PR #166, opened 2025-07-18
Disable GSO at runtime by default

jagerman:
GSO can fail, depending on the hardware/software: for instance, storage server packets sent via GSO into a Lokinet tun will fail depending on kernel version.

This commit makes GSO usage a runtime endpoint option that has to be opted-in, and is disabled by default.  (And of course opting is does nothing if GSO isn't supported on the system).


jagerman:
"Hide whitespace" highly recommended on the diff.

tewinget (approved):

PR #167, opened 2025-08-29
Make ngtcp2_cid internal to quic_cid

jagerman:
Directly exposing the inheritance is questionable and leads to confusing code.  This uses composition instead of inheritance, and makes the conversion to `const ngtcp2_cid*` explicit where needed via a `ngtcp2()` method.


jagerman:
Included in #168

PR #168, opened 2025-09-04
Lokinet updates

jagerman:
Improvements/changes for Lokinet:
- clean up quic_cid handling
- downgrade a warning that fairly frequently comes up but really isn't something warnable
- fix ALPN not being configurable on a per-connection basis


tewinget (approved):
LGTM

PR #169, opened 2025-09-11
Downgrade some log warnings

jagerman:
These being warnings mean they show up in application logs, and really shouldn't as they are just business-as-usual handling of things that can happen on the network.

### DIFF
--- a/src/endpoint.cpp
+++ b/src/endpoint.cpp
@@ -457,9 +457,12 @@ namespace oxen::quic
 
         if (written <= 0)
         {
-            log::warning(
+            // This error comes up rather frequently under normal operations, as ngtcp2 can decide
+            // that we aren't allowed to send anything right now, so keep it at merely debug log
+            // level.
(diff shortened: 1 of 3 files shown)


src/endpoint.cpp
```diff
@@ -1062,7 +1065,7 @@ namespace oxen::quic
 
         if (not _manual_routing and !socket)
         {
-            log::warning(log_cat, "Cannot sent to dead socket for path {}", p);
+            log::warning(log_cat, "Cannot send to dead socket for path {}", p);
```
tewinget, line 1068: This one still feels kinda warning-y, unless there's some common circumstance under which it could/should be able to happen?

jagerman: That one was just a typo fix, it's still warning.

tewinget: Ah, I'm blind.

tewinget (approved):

**ABOUT THIS TASK:**
The lines sought are those in the data above that include the string "being"; copy each one.

**EXPECTED OUTPUT:**
- fix ALPN not being configurable on a per-connection basis
These being warnings mean they show up in application logs, and really shouldn't as they are just business-as-usual handling of things that can happen on the network.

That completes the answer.